Effect of oxygen partial pressure on the local structure and magnetic properties of Co-doped ZnO films

• Published in: Journal of physics. Condensed matter Vol. 20; no. 2; pp. 025208 - 025208 (5)
• Main Authors: Liu, Xue-Chao, Shi, Er-Wei, Chen, Zhi-Zhan, Chen, Bo-Yuan, Zhang, Tao, Song, Li-Xin, Zhou, Ke-Jin, Cui, Ming-Qi, Yan, Wen-Sheng, Xie, Zhi, He, Bo, Wei, Shi-Qiang
• Format: Journal Article
• Language: English
• Published: Bristol IOP Publishing 16.01.2008; Institute of Physics
• Subjects: Condensed matter: electronic structure, electrical, magnetic, and optical properties; Exact sciences and technology; Magnetic properties and materials; Magnetic properties of monolayers and thin films; Magnetic properties of surface, thin films and multilayers; Physics; Crystal defects; Vacancies; Magnetization; XANES; Magnetic hysteresis; Hall effect; Local structure; Partial pressure; Zinc oxide; Cobalt additions; Donor center; PECVD; Ferromagnetic-paramagnetic transitions; Exchange interactions
• ISSN: 0953-8984; 1361-648X
• DOI: 10.1088/0953-8984/20/02/025208

Zn0.95Co0.05O films were prepared under different oxygen partial pressures (PO2) by inductively coupled plasma enhanced physical vapor deposition.

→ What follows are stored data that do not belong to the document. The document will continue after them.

PR #9494, opened 2020-01-20
Enable late materialization factory in condor

khurtado:
Enable late materialization with a huge materializion parameter number until job splitting is properly adapted for this feature.
Note: Even if all jobs are materialized, this
already enables the late materialiation factory in condor, so it requires HTCondor 8.9.2+ in the schedd in order to handle proxy certificates properly during the submission requests.

#### Status
In testing

YES

Schedd: HTCondor v8.9.2+


todor-ivanov:
Not merging it yet. We are  waiting for the latest tests with HTCondor 8.9.5. And we need this version deployed on the schedds (both prod/testbed), before we can push it in WMagent. Should go to the next WMAgent release and should be put from the very beginning.

PR #9496, opened 2020-01-21
Fix info REST API for ReqMgr2MS; changed kwarg to detail

### LINKED ISSUE #9495: ReqMgr2MS 'info' API returning 500 Internal Server Error
**Impact of the bug**
ReqMgr2MS

**Describe the bug**
I'm still investigating where and what exactly the error is. However, it looks like that if we request `info` for a given request that has already been handled by MSTransferor, it returns a `500 Internal Server Error` to the end user. There are no traces in the logs besides the DEBUG log where the transferinfo document gets requested.
 
**How to reproduce it**
Assign a workflow, wait MSTransferor to process it, then make a GET request to:
https://alancc7-cloud1.cern.ch/ms-transferor/data/info?request=amaltaro_StepChain_DupOutMod_Jan2020_Val_200121_121530_5515

**Expected behavior**
This API should return a very short summary of the service, and the TRANSFER document for the request provided (if it exists).

All I see in the logs is:
```
2020-01-21 12:26:39,760:INFO:MSManager: Total transferor execution time: 208.38 secs
2020-01-21 12:27:21,991:DEBUG:Service: getData: 
	url: transferinfo/amaltaro_StepChain_DupOutMod_Jan2020_Val_200121_121530_5515
	verb: GET
	incoming_headers: {}
	data: {}

```

amaltaro:
Fixes #9495 

#### Status
not-tested

#### Description
Problem is that we were trying to add a key/value to a list object.
Summary of changes is:
* the `status` API accepts the following keyword argument `detail` (instead of `service`); it's meant to be a boolean (but string variations are also accepted)
* the `info` API will always return these two extra keys (`request`, `transferDoc`); being null in case a request is not provided and/or a transfer document cannot be found in couchdb. Otherwise, `transferDoc` will have the same content as it's currently in couch database.
* updated `lastUpdate` field in the transfer document to be an integer instead of float.

yes

#### Related PRs
none

none

### DIFF
--- a/src/python/WMCore/MicroService/Service/Data.py
+++ b/src/python/WMCore/MicroService/Service/Data.py
@@ -90,7 +90,10 @@ class Data(with_metaclass(Singleton, RESTEntity, object)):
                'microservice': self.mgr.__class__.__name__}
 
         if kwds.get('API') == "status":
-            res.update(self.mgr.status(kwds.get("service")))
+            detail = kwds.get("detail", True)
+            if detail not in (True, "true", "True", "TRUE"):
+                detail = False
+            res.update(self.mgr.status(detail))
         elif kwds.get('API') == "info":
             res.update(self.mgr.info(kwds.get("request")))
         return results(res)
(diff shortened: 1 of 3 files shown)


amaltaro:
Tests look good!

amaltaro:
tests went fine. Feel free to leave your review, Todor.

The effect of PO2 on the local structure and magnetic properties was investigated. The x-ray absorption spectroscopy at the Co K-edge, Co L-edge, and O K-edge revealed that the main defects were oxygen vacancies when the films were deposited under very low PO2. The change from room-temperature ferromagnetism to paramagnetism was observed with increasing PO2. It was experimentally demonstrated that the oxygen vacancy defect is absolutely necessary to induce ferromagnetic couplings in Co-doped ZnO films.